» Your task
Return, from the data below, each line that contains the word "pytest".
#### Material for this exercise
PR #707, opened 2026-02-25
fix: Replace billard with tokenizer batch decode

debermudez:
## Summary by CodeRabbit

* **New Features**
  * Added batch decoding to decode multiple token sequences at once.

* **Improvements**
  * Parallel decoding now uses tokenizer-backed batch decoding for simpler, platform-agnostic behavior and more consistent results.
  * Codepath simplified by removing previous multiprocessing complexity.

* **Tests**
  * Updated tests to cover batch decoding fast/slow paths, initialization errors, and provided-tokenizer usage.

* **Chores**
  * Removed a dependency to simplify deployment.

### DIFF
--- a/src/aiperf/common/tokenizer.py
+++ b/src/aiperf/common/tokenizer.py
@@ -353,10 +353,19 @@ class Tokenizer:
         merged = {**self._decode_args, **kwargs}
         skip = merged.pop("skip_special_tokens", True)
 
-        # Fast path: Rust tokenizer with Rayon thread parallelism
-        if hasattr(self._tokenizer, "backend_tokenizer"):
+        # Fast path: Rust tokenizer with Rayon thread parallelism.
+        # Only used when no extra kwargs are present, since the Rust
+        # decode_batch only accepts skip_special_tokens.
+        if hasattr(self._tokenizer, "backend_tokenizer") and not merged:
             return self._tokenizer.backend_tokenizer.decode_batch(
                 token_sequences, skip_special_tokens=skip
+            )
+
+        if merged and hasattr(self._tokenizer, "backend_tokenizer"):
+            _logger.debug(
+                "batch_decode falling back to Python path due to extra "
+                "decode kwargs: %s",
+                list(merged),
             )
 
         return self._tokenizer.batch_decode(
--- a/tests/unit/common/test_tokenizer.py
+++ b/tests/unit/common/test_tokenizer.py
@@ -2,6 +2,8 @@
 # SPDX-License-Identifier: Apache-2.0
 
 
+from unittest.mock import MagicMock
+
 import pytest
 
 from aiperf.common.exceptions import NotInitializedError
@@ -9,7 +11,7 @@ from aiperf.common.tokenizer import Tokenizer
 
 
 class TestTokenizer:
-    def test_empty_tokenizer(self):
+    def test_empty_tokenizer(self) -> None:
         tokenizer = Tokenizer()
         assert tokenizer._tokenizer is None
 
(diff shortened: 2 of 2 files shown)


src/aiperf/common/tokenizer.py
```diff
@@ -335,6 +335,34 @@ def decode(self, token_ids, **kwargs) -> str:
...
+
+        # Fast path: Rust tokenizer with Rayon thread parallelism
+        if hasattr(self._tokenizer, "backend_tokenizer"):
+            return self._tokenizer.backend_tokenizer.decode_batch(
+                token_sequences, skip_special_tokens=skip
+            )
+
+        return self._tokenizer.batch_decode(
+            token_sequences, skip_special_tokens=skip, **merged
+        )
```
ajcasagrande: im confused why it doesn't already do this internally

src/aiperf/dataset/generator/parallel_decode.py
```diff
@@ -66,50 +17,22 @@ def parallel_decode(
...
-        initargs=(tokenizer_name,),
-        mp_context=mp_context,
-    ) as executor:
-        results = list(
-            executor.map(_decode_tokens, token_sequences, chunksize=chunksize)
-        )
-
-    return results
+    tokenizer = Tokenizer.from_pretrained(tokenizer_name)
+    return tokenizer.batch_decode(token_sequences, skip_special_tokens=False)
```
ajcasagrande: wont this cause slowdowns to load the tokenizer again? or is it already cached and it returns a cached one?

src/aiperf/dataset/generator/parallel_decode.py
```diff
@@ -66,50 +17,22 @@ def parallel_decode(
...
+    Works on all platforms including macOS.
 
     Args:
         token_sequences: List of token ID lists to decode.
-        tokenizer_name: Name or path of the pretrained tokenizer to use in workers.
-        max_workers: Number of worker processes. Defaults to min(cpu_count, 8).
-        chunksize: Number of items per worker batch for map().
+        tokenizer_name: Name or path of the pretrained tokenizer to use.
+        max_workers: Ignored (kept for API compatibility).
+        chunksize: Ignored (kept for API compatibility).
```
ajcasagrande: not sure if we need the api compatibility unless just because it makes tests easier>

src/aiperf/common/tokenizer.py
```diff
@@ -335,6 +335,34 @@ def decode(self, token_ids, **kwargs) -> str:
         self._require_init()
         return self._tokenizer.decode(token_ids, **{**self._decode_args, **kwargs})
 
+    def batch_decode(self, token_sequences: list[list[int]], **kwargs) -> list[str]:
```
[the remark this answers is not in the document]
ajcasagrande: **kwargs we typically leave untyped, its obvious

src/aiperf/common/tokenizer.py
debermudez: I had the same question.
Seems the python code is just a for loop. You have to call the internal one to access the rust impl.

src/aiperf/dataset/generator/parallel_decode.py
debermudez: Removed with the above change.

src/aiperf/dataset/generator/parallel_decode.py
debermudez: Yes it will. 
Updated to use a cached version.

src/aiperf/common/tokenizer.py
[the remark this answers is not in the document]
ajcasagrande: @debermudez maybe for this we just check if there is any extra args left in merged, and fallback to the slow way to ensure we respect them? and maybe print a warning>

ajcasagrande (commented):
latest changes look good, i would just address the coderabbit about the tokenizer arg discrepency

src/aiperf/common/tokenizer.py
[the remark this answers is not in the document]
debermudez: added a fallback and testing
########
#### Material for this exercise
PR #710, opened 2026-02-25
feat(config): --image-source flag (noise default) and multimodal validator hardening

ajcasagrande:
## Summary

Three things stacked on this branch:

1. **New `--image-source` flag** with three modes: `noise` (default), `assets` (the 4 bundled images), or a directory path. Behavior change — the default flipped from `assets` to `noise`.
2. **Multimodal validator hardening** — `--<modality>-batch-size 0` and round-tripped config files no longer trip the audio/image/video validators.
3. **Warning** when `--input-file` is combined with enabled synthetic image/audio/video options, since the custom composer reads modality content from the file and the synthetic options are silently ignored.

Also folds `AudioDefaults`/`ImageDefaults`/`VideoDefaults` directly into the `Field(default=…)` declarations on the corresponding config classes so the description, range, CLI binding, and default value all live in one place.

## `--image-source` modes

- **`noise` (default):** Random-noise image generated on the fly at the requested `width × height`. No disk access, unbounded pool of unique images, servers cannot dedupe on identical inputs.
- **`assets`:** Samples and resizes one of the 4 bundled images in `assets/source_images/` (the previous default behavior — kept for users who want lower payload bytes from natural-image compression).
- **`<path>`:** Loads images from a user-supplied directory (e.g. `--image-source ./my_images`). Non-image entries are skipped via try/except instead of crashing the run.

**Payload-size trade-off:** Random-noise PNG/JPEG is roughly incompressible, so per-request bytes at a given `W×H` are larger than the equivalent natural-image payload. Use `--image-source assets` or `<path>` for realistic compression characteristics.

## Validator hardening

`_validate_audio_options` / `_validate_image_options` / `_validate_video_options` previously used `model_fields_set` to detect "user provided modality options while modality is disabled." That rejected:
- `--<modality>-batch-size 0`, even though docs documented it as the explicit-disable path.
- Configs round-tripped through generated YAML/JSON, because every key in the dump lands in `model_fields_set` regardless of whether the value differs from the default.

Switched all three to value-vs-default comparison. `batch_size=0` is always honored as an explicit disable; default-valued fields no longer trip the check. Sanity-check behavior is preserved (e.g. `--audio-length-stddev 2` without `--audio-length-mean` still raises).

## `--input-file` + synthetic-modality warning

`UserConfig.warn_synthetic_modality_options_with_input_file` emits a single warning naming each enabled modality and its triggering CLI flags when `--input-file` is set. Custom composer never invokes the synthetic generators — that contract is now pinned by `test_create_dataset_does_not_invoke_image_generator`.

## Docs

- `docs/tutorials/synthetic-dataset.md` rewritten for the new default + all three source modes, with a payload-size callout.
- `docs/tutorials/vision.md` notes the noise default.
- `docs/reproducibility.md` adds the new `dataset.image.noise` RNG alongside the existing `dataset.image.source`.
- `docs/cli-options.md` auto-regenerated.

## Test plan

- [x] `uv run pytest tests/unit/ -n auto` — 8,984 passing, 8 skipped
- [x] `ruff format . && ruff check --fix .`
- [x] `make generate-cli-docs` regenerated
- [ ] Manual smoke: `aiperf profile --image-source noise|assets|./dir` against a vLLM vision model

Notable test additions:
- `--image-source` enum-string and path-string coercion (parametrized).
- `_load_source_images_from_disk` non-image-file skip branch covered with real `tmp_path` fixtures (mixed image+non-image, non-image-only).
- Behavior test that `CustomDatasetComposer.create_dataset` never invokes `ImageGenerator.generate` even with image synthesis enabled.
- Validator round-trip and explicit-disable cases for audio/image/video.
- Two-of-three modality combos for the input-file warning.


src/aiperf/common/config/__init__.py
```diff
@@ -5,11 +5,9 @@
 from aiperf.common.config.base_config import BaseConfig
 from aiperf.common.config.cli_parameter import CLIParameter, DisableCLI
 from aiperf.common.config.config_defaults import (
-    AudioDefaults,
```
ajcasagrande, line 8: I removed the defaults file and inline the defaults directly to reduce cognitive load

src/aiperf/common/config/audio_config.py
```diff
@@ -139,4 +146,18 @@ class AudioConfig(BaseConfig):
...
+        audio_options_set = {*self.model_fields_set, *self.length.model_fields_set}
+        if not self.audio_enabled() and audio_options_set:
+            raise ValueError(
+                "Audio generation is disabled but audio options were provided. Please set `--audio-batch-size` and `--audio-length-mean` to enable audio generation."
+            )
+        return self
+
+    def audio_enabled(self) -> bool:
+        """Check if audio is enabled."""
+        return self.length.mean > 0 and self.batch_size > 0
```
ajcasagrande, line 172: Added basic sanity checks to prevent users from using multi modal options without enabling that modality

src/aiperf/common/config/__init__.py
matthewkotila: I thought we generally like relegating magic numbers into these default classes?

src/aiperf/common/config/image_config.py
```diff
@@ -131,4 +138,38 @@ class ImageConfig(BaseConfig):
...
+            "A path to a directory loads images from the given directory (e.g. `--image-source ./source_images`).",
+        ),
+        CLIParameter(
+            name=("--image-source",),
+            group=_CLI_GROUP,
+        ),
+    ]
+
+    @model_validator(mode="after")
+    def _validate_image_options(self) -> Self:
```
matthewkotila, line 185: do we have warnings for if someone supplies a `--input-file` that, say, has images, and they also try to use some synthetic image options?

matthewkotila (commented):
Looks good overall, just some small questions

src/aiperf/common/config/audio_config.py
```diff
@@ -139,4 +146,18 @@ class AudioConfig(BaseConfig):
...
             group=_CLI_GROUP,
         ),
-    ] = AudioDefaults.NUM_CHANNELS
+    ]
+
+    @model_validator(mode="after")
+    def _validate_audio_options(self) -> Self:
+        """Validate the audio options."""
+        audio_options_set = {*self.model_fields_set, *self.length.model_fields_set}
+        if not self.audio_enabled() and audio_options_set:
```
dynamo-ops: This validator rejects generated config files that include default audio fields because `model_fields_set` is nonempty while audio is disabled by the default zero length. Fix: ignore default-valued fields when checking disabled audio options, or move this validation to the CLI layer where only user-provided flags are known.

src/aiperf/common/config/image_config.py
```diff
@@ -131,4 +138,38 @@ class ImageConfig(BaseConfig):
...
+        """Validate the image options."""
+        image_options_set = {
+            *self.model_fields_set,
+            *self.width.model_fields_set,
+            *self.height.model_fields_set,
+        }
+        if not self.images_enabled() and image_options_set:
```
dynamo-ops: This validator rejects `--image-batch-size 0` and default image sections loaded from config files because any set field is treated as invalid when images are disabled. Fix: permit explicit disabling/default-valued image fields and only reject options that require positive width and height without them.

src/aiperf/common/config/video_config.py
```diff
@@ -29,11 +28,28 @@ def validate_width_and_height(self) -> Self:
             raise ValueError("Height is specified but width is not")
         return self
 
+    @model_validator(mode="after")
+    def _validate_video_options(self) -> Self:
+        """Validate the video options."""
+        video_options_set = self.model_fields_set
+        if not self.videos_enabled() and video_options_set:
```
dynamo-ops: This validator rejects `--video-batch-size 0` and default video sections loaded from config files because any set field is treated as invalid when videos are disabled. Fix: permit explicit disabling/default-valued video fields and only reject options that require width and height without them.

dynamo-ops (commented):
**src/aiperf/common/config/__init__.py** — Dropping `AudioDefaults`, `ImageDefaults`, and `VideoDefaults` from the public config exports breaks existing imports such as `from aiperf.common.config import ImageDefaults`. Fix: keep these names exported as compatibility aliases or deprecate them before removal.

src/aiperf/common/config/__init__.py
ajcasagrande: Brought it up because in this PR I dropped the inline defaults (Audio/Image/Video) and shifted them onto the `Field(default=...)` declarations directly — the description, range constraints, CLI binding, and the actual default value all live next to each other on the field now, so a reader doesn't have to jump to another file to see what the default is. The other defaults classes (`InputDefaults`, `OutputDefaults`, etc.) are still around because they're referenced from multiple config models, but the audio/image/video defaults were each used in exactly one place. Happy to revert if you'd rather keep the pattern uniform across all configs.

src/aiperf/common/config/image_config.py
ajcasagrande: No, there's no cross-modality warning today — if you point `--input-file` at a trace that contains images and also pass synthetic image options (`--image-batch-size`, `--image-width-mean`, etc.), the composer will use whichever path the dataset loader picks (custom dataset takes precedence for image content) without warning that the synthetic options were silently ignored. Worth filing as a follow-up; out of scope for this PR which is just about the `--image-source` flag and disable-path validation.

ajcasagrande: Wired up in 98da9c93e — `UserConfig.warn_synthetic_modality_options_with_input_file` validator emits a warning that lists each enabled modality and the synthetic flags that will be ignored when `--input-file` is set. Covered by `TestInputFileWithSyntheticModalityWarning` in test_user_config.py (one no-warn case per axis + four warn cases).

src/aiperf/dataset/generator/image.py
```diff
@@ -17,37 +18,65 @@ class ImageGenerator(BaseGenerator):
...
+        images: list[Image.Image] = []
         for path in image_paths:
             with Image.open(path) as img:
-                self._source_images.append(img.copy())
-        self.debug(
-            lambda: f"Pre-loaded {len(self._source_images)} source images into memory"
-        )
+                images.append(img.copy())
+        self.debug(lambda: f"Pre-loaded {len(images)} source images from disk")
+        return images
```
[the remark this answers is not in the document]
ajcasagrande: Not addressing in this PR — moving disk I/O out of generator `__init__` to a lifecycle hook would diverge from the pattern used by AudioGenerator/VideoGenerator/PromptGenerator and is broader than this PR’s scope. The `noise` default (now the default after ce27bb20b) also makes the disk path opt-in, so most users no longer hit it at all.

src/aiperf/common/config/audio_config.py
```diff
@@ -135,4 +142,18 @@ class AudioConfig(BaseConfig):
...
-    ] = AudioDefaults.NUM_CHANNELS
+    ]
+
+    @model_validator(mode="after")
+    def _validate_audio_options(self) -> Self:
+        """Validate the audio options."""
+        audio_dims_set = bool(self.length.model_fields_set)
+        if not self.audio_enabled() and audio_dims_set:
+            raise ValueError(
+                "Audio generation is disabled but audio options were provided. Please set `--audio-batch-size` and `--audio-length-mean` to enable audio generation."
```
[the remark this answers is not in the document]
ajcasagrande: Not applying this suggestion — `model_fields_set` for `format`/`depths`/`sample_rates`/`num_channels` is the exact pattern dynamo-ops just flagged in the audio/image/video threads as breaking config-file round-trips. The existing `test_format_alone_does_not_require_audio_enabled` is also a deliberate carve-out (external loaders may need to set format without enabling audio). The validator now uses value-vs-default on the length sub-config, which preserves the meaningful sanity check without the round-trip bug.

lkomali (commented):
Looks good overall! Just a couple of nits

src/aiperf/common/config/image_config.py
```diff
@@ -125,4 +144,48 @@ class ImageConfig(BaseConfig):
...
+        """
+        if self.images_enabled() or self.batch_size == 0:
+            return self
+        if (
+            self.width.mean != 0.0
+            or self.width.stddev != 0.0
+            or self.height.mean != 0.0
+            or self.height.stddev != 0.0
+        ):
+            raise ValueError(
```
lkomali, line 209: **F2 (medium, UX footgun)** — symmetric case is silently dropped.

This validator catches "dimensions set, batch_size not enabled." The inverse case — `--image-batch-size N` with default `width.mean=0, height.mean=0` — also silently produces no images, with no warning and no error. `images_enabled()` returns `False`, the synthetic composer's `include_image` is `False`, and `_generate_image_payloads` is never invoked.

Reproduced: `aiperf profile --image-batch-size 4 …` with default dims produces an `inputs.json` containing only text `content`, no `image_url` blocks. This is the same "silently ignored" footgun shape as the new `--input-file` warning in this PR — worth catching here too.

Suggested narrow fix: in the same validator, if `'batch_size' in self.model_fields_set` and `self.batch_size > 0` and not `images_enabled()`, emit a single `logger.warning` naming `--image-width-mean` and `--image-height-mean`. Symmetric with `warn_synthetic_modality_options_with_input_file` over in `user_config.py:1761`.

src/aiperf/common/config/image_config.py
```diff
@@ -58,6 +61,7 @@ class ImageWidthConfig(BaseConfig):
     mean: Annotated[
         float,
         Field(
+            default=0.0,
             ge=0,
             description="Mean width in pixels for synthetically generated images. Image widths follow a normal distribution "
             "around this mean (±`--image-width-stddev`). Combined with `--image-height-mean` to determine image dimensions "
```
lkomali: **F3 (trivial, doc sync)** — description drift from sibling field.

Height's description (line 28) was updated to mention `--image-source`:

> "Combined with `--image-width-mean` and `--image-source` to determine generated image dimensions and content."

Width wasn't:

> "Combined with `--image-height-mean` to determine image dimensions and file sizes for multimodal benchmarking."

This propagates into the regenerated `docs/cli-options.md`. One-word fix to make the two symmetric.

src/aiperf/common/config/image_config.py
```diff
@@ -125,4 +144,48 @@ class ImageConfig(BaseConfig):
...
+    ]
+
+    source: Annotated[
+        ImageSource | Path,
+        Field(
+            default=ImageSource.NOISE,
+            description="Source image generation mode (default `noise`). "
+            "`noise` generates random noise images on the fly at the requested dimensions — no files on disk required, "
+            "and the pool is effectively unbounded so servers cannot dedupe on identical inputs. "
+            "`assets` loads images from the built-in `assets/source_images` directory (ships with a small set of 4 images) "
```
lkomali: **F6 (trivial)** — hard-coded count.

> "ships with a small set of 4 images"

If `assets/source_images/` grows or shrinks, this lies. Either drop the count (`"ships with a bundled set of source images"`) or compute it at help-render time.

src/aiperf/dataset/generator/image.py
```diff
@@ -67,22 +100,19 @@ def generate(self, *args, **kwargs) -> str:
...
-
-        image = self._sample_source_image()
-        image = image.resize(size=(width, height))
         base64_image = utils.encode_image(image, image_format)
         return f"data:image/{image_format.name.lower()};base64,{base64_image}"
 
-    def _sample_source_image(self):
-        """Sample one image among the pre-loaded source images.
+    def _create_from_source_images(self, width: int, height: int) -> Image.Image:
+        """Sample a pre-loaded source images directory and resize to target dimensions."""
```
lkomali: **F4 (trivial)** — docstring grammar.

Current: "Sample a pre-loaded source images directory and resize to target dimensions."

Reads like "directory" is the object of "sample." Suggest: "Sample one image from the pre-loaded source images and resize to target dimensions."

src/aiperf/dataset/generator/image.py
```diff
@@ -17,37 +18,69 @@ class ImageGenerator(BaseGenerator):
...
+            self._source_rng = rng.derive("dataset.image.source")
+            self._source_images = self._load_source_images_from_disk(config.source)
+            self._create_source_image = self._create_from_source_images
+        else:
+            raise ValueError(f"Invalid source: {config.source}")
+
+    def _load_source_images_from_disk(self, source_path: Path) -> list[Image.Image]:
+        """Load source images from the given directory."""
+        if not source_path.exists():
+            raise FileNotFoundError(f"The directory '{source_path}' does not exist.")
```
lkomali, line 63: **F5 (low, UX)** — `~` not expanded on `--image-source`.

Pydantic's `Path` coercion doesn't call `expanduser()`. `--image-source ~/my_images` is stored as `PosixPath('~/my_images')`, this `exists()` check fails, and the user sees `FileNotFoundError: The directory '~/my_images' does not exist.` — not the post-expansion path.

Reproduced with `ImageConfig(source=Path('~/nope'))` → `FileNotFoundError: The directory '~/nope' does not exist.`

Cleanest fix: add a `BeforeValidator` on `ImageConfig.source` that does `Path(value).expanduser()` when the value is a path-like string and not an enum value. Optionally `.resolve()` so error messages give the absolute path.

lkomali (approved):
########
» Solution
 import pytest
- [x] `uv run pytest tests/unit/ -n auto` — 8,984 passing, 8 skipped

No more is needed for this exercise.